Data extracted from a collection
════════════════════
PR #4758, opened 2026-06-15
Consistency pass for function auto-registration (realtime services, logging, examples)

kompfner:
## Summary

A consistency pass around function-handler auto-registration — making it consistent both in **how it works** (handlers register the same way regardless of how a service receives its tools) and in **how we talk about it** (logging and examples that steer toward the auto-registering patterns).

The headline change: Realtime LLM services now auto-register the handlers bundled on the tools passed at construction time, so a separate `register_function()` call is no longer needed — matching how context-advertised tools (a direct function, or a `FunctionSchema` with its `handler` set) already register.

Text LLMs already auto-register handlers for tools advertised through the `LLMContext`; realtime services that take tools at construction time advertised them to the model but dropped the bundled handlers, so their examples had to call `register_function(...)` separately. This closes that gap and — to round out the consistency — lets those same services accept tools in the same shapes `LLMContext` does, while aligning the surrounding logging and examples with the now-preferred patterns.

## What's here

**Realtime services — auto-register service-configured tool handlers** (consistent behavior)
- `LLMService._service_tools()` hook: `_sync_registered_tool_handlers` falls back to it when the context advertises no tools, so a handler bundled on a service-configured `FunctionSchema` (or a direct function) registers automatically — exactly as a context-advertised one would, and prunes consistently. Default returns `None` (a no-op for everything else).
- Overridden in: Gemini Live (and Vertex via inheritance) `tools=`, Ultravox `one_shot_selected_tools=`, AWS Nova Sonic `tools=`, and OpenAI Realtime (and Azure via inheritance) / Grok/xAI / Inworld `session_properties.tools`. Each override returns its configured tools verbatim; the registration path normalizes them and registers only standard tools (provider-native tools carry no handlers).
- Realtime examples bundle handlers on their schemas (with `@tool_options` for the async ones) and drop the `register_function` calls.
- Documented at each tool-selection site (and on `_service_tools()`) that a service **must** prefer context-provided tools over its own — the invariant the central fallback relies on.

**Service-configured tool params accept a plain list** (consistency with `LLMContext`)
- Those same params now accept a plain list of standard tools (direct functions and/or `FunctionSchema` objects), not just a `ToolsSchema` — matching `LLMContext(tools=...)`, so there's no need to construct a `ToolsSchema` for the common standard-tools case. A list is normalized to a `ToolsSchema` at the configuration boundary (the constructor for Gemini Live / Nova Sonic / Ultravox; a field validator on `session_properties.tools` for the OpenAI/Azure/Grok/Inworld services). Provider-native tool lists (Gemini dicts, Grok/Inworld tool objects) pass through unchanged.
- Realtime examples use the simpler list form wherever the tools are standard-only (mixed standard + custom-tool examples keep `ToolsSchema`).

**Fix — session updates no longer mutate stored settings**
- The OpenAI/Azure/Grok/Inworld realtime services built each `session.update` by mutating the stored `session_properties` in place (converting `tools` from a `ToolsSchema` to the provider list form), which prevented service-configured tool handlers from registering. The outgoing session is now built from a copy, leaving the stored settings intact.

**Logging** (consistent messaging)
- The missing-handler `logger.error` now points developers at `FunctionSchema.handler` / a direct function (the auto-registering paths) instead of `register_function`.

**Examples** (consistent messaging)
- `function-calling-perplexity.py` migrated to a direct function (it predated the direct-function default).
- `function-calling-schema-handler.py` → `function-calling-advanced-functionschema.py`, reframed as the "escape valve" for when a direct function can't express the schema (e.g. a strict `enum`).
- `function-calling-missing-handler.py` refreshed to match the wiring options.
- Removed the redundant `# Direct functions … are registered with the LLM automatically` comment across the examples (~60 files) — a new reader can take it as given.

## Testing

- `uv run pytest tests/test_realtime_service_tool_sync.py` — covers all six services: handler registers from a `ToolsSchema` and from a plain list, `@tool_options` honored, no-tools is a safe no-op, Gemini's raw-dict and context-precedence cases, and (for the session-properties services) that a `session.update` preserves the stored tools and that a tool list is normalized to a `ToolsSchema`.

## Deliberately NOT included: deprecating manual registration

We considered deprecating manual registration (`register_function` / `unregister_function`) outright, since the new auto-registration makes it the non-preferred path. We **chose not to, for now** — it would be too disruptive: a large number of existing users would suddenly start seeing `DeprecationWarning`s. Leaving it as fully-supported, deferred follow-up work.


examples/function-calling/function-calling-perplexity.py
kompfner, line 1: A note to reviewers: this file doesn't seem to be working properly, even on `main` - the system instruction appears to be ignored, and it doesn't seem possible to trigger the function call.

Fixing this already-broken example (or this service, if needed) is outside of the scope of this PR, which is strictly concerned with bringing consistency around function auto-registering.

src/pipecat/services/llm_service.py
```diff
@@ -1069,6 +1070,32 @@ def _warn_if_redundant_manual_registration(self, function_name: str) -> None:
             "step is unnecessary when the handler is on the FunctionSchema."
         )
 
+    def _init_time_tools(self) -> ToolsSchema | None:
```
kompfner: Note to self: I wonder if, instead of referring to these as "init-time" tools, we should refer to them more generally as "settings-based" tools, or something like that, since they are theoretically updatable with an update settings frame.

kompfner: (Hmm, service implementers don't *have* to store them in `_settings` if they're not runtime-updatable. Maybe that's a theoretical concern, but it points to the underlying distinction, which is that these tools come from service configuration and not `LLMContext`. So perhaps "settings-based" would be a bit inaccurate.)

examples/realtime/realtime-openai.py
```diff
@@ -141,16 +141,11 @@ async def run_bot(transport: BaseTransport, runner_args: RunnerArguments):
                 ),
                 # In this example we provide tools through the context, but you could
                 # alternatively provide them here.
-                # tools=[get_current_weather, get_restaurant_recommendation],
+                # tools=ToolsSchema(standard_tools=[get_current_weather, get_restaurant_recommendation]),
```
kompfner: This was a bug in the example.

Though: now that we support passing tool lists directly into the `LLMContext` initializer, we should consider doing the same for all of these LLM service initializer `tools` args...

src/pipecat/services/llm_service.py
kompfner: Fixed with https://github.com/pipecat-ai/pipecat/pull/4758/changes/156afab17af8e4e09cbf5b1b14ebba53ee45f1ec

src/pipecat/services/inworld/realtime/llm.py
```diff
@@ -534,6 +535,20 @@ async def cancel(self, frame: CancelFrame):
...
+    @override
+    def _service_tools(self) -> "ToolsSchema | None":
+        """Return the tools configured on ``session_properties``, if any.
+
+        Inworld Realtime advertises session-properties tools when the context
+        carries none, so their handlers auto-register the same way a
+        context-advertised one would. Provider-native tool objects carry no
+        handler, so only a ``ToolsSchema`` qualifies.
+        """
+        sp = assert_given(self._settings.session_properties)
```
filipi87: In case `self._settings.session_properties` doesn't exist, we currently raise a `RuntimeError`. Is that the expected behavior here?

Or should we just return `None`, as we do in the other LLM services?

src/pipecat/services/openai/realtime/llm.py
```diff
@@ -618,6 +619,20 @@ async def _truncate_current_audio_response(self):
...
+    @override
+    def _service_tools(self) -> "ToolsSchema | None":
+        """Return the tools configured on ``session_properties``, if any.
+
+        OpenAI Realtime advertises session-properties tools when the context
+        carries none, so their handlers auto-register the same way a
+        context-advertised one would. Provider-native tool objects carry no
+        handler, so only a ``ToolsSchema`` qualifies.
+        """
+        sp = assert_given(self._settings.session_properties)
```
filipi87: Same question here. I'm just trying to understand what our recommended approach is.

examples/realtime/realtime-gemini-live-graceful-end.py
```diff
@@ -146,10 +149,6 @@ async def run_bot(transport: BaseTransport, runner_args: RunnerArguments):
         tools=tools,
     )
 
-    llm.register_function("get_current_weather", fetch_weather_from_api)
-    llm.register_function("get_restaurant_recommendation", fetch_restaurant_recommendation)
-    llm.register_function("end_conversation", end_conversation)
```
filipi87, line 151: So much better with all of this removed. 🚀

filipi87 (approved):
Makes sense to me. Nice cleanup. 🚀

src/pipecat/services/inworld/realtime/llm.py
kompfner: `self._settings` is actually guaranteed to have all fields filled out, with none of them being `NOT_GIVEN`. `NOT_GIVEN` can only appear in fields when a `ServiceSettings` object is used as a "delta" to update runtime settings, not when it's in "store" mode (as it is in `self._settings`).

kompfner: I'm actually working on a change right now to all of these `_service_tools` methods, though, so stay tuned.

examples/realtime/realtime-openai.py
kompfner: Done: https://github.com/pipecat-ai/pipecat/pull/4758/changes/cd65aaa70275abcbde0d4cfc897b2188e5674c53

src/pipecat/services/inworld/realtime/llm.py
kompfner: Here's the change: https://github.com/pipecat-ai/pipecat/pull/4758/changes/cd65aaa70275abcbde0d4cfc897b2188e5674c53

src/pipecat/services/openai/realtime/llm.py
kompfner: See previous commit thread.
════════════════════
Requirement
Every line above that holds the string "Nova" should be copied out.

Written response
- Overridden in: Gemini Live (and Vertex via inheritance) `tools=`, Ultravox `one_shot_selected_tools=`, AWS Nova Sonic `tools=`, and OpenAI Realtime (and Azure via inheritance) / Grok/xAI / Inworld `session_properties.tools`. Each override returns its configured tools verbatim; the registration path normalizes them and registers only standard tools (provider-native tools carry no handlers).
- Those same params now accept a plain list of standard tools (direct functions and/or `FunctionSchema` objects), not just a `ToolsSchema` — matching `LLMContext(tools=...)`, so there's no need to construct a `ToolsSchema` for the common standard-tools case. A list is normalized to a `ToolsSchema` at the configuration boundary (the constructor for Gemini Live / Nova Sonic / Ultravox; a field validator on `session_properties.tools` for the OpenAI/Azure/Grok/Inworld services). Provider-native tool lists (Gemini dicts, Grok/Inworld tool objects) pass through unchanged.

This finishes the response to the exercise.